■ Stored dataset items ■

PR #1669, opened 2023-09-19
koord-scheduler: optimize NodeNUMAResource scoring

eahydra:

There are many unreasonable aspects in the existing implementation:
1. Nodes with NUMA Topology Policy turned on will consider multiple resources when scoring, but if they are ordinary nodes, only the CPU dimension will be considered.
2. The calculation allocation logic when there is NUMATopologyHint is inconsistent with the normal situation, and there should not be this difference.
3. Although the logic for calculating the total allocable amount and the allocated amount will be different according to the NUMA Topology Policy, the difference is only in scope.

This PR eliminates these differences and the overall implementation is clearer.

### V. Checklist


jasonliu747 (commented):
/lgtm

hormes (approved):

PR #1677, opened 2023-09-22
koord-scheduler: NodeNUMAResource supports filtering/scoring with node-level amplification ratios

eahydra:

Based on #1602, implement amplified CPU filtering/scoring in plugin NodeNUMAResource.

After a detailed discussion with @zqzten, the author of #1602, the core goal of #1602 is to consider that if there is a LSE/LSR Pod on a node with a CPU amplification ratio, the corresponding CPU requests must be amplified to ensure the runtime QoS of the LSE/LSR Pod. Of course, it can also work to implement a new plugin separately, but it is more reasonable to implement it in the NodeNUMAResource plugin, because the NodeNUMAResource plugin supports allocating CPU cores to LSE/LSR Pods. Therefore, in the Filter stage, the requested amount and the allocated amount are amplified (prerequisite is LSE/LSR Pod) to ensure that the capacity is legal; the situation is similar in the scoring stage.

### V. Checklist


saintube (commented):
/lgtm

hormes (approved):

pkg/scheduler/plugins/nodenumaresource/plugin.go
```diff
@@ -317,6 +322,46 @@ func (p *Plugin) Filter(ctx context.Context, cycleState *framework.CycleState, p
...
 
+func (p *Plugin) filterAmplifiedCPUs(state *preFilterState, nodeInfo *framework.NodeInfo) *framework.Status {
+	quantity := state.requests[corev1.ResourceCPU]
+	podRequestMilliCPU := quantity.MilliValue()
+	if podRequestMilliCPU == 0 {
+		return nil
+	}
+
+	node := nodeInfo.Node()
+	ratios, err := extension.GetNodeResourceAmplificationRatios(node.Annotations)
```
zqzten, line 333: Nit: We can call the convenience method `cpuAmplificationRatio, err := extension.GetNodeResourceAmplificationRatio(node.Annotations, corev1.ResourceCPU)` here

pkg/scheduler/plugins/nodenumaresource/scoring.go
```diff
@@ -89,6 +92,37 @@ func (p *Plugin) Score(ctx context.Context, cycleState *framework.CycleState, po
 	return p.scorer.score(requested, allocatable, framework.NewResource(resourceOptions.requests))
 }
 
+func (p *Plugin) scoreWithAmplifiedCPUs(cycleState *framework.CycleState, state *preFilterState, pod *corev1.Pod, nodeInfo *framework.NodeInfo, topologyOptions TopologyOptions) (int64, *framework.Status) {
+	quantity := state.requests[corev1.ResourceCPU]
+	if quantity.IsZero() {
+		return 0, nil
```
zqzten, line 98: I think we should call the default scorer here rather than return 0 to keep the same behavior as the `NodeResourceFit` plugin.

PR #1691, opened 2023-09-29
koord-manager: support setup transformers

eahydra:
### V. Checklist


saintube:
Before we use the transformer to mutate the node cpu/mem allocatable in the informer cache, we need to implement the [`raw-allocatable`](https://github.com/koordinator-sh/koordinator/blob/main/docs/proposals/scheduling/20230811-node-resource-amplification.md#api) API to let the node resource plugins know the real allocatable.

PR #364, opened 2018-02-13
public parameters Unit Tests 

siuster95:


test/unit/publicFolderTest.js
```diff
@@ -0,0 +1,157 @@
...
+    cleanupTestApp(appDir, (err) => {
+      if (err) {
+        throw err
+      } else {
+        done()
+      }
+    })
+  })
+
+  it('should be able to send a web page back with no problem with favicon set to something', function (done) {
```
Autre31415: In this test could you look for a way to prove that the favicon is loaded with the page?

test/unit/publicFolderTest.js
```diff
@@ -0,0 +1,157 @@
...
+        testApp.kill('SIGINT')
+      }
+    })
+
+    testApp.on('exit', () => {
+      done()
+    })
+  })
+
+  it('should allow the user to name the symlink files in the public folder', function (done) {
```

■ TASK DESCRIPTION ■
Copy out every line of the data that includes "nodeInfo".

■ ANSWER ■
+func (p *Plugin) filterAmplifiedCPUs(state *preFilterState, nodeInfo *framework.NodeInfo) *framework.Status {
+	node := nodeInfo.Node()
+func (p *Plugin) scoreWithAmplifiedCPUs(cycleState *framework.CycleState, state *preFilterState, pod *corev1.Pod, nodeInfo *framework.NodeInfo, topologyOptions TopologyOptions) (int64, *framework.Status) {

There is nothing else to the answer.